Each line of the data that includes "downstream" must be copied.

[Supplied data]
= = = =
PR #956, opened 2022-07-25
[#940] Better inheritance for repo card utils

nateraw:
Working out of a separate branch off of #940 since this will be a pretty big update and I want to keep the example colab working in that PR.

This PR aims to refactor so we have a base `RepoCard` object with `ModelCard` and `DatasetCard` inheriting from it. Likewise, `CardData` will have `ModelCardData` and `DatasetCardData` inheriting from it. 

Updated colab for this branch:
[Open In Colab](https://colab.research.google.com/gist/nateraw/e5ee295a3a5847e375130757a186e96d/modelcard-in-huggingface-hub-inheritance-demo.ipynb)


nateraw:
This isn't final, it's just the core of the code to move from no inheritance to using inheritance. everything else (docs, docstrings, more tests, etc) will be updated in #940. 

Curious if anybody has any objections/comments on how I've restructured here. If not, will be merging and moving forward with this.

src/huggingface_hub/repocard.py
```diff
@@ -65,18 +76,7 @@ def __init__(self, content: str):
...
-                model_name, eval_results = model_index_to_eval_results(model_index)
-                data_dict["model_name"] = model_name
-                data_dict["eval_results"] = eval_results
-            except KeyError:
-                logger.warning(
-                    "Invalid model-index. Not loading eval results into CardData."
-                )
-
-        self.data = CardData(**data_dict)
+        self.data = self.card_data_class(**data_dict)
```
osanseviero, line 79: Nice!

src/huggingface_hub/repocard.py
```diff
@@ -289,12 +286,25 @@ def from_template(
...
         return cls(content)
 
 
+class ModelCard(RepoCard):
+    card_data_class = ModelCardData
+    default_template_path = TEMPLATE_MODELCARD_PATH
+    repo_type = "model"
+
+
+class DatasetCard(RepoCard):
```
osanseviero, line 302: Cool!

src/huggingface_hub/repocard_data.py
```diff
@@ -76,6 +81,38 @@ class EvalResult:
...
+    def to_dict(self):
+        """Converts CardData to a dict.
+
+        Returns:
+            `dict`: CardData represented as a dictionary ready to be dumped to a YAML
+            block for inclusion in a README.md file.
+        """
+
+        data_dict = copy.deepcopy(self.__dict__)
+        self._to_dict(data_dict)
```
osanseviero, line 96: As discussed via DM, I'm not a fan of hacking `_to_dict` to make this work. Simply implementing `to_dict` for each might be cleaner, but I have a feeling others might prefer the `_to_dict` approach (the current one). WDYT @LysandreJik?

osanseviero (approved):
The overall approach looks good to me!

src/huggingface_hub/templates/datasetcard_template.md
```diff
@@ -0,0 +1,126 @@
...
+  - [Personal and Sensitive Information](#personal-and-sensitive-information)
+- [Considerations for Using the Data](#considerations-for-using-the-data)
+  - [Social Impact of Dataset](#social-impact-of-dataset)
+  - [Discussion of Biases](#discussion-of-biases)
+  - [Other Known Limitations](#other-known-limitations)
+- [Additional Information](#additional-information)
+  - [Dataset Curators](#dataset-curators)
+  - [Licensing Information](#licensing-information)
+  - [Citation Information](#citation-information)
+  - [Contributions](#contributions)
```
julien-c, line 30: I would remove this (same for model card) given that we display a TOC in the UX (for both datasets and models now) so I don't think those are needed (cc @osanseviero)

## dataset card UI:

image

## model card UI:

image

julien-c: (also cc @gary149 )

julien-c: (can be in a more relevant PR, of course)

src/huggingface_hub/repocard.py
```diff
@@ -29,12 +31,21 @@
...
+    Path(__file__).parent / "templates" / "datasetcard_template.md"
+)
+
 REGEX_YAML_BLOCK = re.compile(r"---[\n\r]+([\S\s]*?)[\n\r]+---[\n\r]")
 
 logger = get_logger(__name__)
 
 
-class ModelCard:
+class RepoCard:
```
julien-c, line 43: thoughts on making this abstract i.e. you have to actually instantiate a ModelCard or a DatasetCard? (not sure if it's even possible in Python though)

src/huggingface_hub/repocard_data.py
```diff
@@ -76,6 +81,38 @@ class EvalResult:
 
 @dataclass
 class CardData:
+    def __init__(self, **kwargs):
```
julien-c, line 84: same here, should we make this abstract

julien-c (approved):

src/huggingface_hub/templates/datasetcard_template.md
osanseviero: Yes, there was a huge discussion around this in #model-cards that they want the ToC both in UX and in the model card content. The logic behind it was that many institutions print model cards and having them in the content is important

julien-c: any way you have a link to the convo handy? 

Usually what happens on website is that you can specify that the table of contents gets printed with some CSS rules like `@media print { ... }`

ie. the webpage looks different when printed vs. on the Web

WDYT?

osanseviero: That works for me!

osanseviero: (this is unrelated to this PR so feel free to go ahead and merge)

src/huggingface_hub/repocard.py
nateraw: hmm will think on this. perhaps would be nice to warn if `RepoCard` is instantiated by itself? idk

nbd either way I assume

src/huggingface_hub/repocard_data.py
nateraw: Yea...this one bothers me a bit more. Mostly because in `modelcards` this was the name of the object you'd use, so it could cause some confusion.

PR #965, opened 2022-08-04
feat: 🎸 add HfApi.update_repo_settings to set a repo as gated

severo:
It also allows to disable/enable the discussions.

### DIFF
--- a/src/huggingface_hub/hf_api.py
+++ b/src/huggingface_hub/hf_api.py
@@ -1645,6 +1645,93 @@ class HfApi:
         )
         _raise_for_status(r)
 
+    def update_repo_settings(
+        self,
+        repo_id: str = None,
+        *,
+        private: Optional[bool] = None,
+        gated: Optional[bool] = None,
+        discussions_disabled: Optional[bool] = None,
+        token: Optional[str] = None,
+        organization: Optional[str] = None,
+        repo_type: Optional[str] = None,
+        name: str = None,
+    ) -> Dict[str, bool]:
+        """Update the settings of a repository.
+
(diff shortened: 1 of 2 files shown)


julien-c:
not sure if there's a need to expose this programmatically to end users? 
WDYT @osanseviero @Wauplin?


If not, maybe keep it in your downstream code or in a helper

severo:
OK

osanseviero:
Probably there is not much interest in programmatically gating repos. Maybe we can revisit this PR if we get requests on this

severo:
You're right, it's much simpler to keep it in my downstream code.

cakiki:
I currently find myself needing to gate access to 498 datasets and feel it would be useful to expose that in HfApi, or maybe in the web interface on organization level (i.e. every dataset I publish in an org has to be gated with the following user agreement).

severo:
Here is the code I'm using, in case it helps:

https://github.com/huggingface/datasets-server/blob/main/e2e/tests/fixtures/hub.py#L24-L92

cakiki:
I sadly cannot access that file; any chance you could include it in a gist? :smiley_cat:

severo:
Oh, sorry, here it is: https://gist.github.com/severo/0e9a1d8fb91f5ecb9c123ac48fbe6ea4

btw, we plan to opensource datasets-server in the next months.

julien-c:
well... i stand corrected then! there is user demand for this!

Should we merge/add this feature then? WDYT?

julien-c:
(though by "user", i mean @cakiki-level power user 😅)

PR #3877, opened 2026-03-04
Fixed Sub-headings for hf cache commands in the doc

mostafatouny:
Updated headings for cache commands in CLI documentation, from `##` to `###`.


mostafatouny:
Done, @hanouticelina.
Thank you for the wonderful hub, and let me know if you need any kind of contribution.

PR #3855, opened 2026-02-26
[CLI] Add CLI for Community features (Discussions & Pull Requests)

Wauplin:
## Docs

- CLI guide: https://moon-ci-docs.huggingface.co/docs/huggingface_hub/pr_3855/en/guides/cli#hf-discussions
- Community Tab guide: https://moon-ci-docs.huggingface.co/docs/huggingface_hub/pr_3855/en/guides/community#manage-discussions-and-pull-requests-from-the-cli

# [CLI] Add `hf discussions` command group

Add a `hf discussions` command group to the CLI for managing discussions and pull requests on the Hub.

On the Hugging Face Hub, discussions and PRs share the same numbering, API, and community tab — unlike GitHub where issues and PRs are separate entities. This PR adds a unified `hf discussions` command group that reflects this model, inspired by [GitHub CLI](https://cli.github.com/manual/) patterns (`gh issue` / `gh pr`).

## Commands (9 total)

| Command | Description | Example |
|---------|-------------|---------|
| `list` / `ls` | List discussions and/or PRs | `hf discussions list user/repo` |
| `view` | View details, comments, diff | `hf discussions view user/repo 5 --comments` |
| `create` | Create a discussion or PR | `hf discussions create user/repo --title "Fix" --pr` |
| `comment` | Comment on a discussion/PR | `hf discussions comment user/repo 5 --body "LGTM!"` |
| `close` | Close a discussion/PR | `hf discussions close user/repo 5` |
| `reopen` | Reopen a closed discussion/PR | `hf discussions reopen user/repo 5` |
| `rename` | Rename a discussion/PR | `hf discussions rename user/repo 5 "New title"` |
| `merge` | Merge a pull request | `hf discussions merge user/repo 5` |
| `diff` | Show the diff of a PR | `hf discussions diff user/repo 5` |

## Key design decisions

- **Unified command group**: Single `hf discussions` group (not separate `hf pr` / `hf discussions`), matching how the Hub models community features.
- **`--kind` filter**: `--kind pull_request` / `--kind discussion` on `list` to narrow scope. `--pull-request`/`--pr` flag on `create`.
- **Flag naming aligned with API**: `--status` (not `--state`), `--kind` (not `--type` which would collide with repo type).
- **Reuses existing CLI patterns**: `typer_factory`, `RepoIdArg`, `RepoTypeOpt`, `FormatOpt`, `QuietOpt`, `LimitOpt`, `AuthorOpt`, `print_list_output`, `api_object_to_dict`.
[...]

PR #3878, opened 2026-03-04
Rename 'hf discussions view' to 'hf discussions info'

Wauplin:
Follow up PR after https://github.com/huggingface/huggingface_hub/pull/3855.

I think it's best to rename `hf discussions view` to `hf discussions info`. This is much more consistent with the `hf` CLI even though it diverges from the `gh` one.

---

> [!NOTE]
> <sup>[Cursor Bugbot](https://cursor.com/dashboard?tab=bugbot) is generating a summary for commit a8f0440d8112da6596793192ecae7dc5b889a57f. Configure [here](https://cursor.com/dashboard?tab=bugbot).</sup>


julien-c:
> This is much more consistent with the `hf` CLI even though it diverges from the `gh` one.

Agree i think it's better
= = = =
[Worked solution]
If not, maybe keep it in your downstream code or in a helper
You're right, it's much simpler to keep it in my downstream code.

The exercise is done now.